Modern blade management programs that include targeted remote inspections, maintenance with autonomous robots, and continuous monitoring will help wind farm owners and operators, both onshore and off, to deliver more energy, more efficiently. All this is happening in the context of the fourth industrial revolution, in which new developments in the digital domain, and connectivity with the physical world through sensors, allow us to harness the potential of digital-physical integration.

In summary, the acceleration of wind farm development, especially offshore, will heavily depend on the technological advances of the fourth industrial revolution. This stage in the wind industry’s growth is sometimes referred to as Wind 4.0, with the objective to increase wind turbine reliability and energy production.

What is currently the biggest challenge? Where are the main bottlenecks in terms of technology?

The movement towards Wind 4.0 is succeeding in generating large volumes of data along the life cycle of wind turbines. For example:

  • Data can be collected before the turbine becomes operational
  • Regular inspections can deliver gigabytes of data in the form of high-resolution images of defects
  • Blade condition monitoring systems (CMS) like Sensoria™ can collect enormous amounts of data in the form of signals from different types of sensors
  • Data from Supervisory Control and Data Acquisition (SCADA) systems and weather stations can provide temperature, pressure, wind speed, and relative humidity.

This means that we are, in fact, data rich, but if these data are not processed intelligently, we could be “information poor.” To me, one of the most essential technological bottlenecks is how to turn data into actionable information that can be used to improve the performance of wind turbines without affecting the machine’s structural health.

What are your views about the transfer of solutions from other industries to renewable energy sources?

As I mentioned above, many solutions have been translated from industries like oil & gas and traditional power utilities to the renewable space, such as monitoring systems for wind turbine drive trains, non-destructive evaluation (NDE) techniques for rotor blade inspections, or remotely operated vehicles (ROVs) for offshore turbines’ below water components.

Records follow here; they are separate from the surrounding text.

Issue #6004, opened 2018-06-25
Case details | make Veteran ID copy-able


mkhandekar:
Case details includes the Veteran ID prominently next to the Veteran name. We've learned that users often copy and paste it to do their work. Let's use / upgrade if needed the copy-able functionality already available elsewhere in Caseflow, and translate that for case details. 

## Case details (current)
![image](https://user-images.githubusercontent.com/1598889/40918784-5ad1fb6a-67d5-11e8-8bd7-68332104bdc0.png)

## Copy-able Veteran ID (for reference)
<img width="143" alt="screen shot 2018-05-22 at 2 57 03 pm" src="https://user-images.githubusercontent.com/27704093/40798717-b524341a-64d9-11e8-827e-5219842e91c2.png">

## To do:

- [ ] design a slimmer, more appropriate copy-able text / button for the Veteran ID

mkhandekar:
@amprokop do you know who worked on the copy-able Veteran ID component?  I'd love to see if we can update it with something like this. Or if it would be ok to develop a slightly alternative version for Queue. The changes include a hover state with a tooltip telling users of what to expect and Veteran ID label to the left instead of above (like the reference image in the original comment ^).

## Copy-able Veteran ID [normal]
<img width="752" alt="screenshot 2018-07-09 20 32 05" src="https://user-images.githubusercontent.com/1598889/42487786-73557b46-83b7-11e8-93da-7dbe18a3086f.png">

## Copy-able Veteran ID [hover]
<img width="751" alt="screenshot 2018-07-09 20 32 20" src="https://user-images.githubusercontent.com/1598889/42487787-736e379e-83b7-11e8-8118-d06ea73e92f3.png">

cc: @laurjpeterson

laurjpeterson:
@lowellrex implemented this last week, closing

PR #6572, opened 2018-08-09
Lowell/6004 add tooltip veteran id button

lowellrex:
Connects #6004.

### Screenshot with tooltip
image

### DIFF
--- a/client/app/queue/CaseTitle.jsx
+++ b/client/app/queue/CaseTitle.jsx
@@ -12,6 +12,7 @@ import { CATEGORIES } from './constants';
 import { COLORS } from '../constants/AppConstants';
 import ReaderLink from './ReaderLink';
 import { ClipboardIcon } from '../components/RenderFunctions';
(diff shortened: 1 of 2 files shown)


client/app/queue/CaseTitle.jsx
```diff
@@ -63,6 +65,17 @@ const clipboardButtonStyling = css({
   '&:hover > svg path': { fill: COLORS.PRIMARY }
 });
 
+const clipboardTooltipID = 'clipboard-tooltip';
+
+const tooltipStyling = css({
+  display: 'inline-block',
```
lowellrex: Need this to prevent the "View all cases" text at the end of the case title from jumping onto another line (I think it was because this `span` element was being rendered as a block, maybe?).

mdbenjam: Darn, that sucks.

lowellrex:
Closing this ticket out as this work will be included in PR #6571.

Another example is the technology developed for the construction of offshore oil rigs that is now used to deploy substantial offshore wind turbines, and the techniques developed in the deployment of floating offshore platforms that are being adapted to build floating wind turbines. This is a natural phenomenon in technological evolution that avoids “reinventing the wheel” and accelerates the development of the wind industries.

Are wind-industry related skills/competencies needed in other industries to trigger the adaptation of good solutions for the wind industry?

We have seen a lot of migration of technical people with oil & gas expertise to the wind industry lately. This phenomenon has a positive effect as long as it is clear that critical aspects of the wind industry are not encountered anywhere else. Educating these highly-skilled people in those idiosyncrasies is important so that they can develop sound solutions for the wind industry.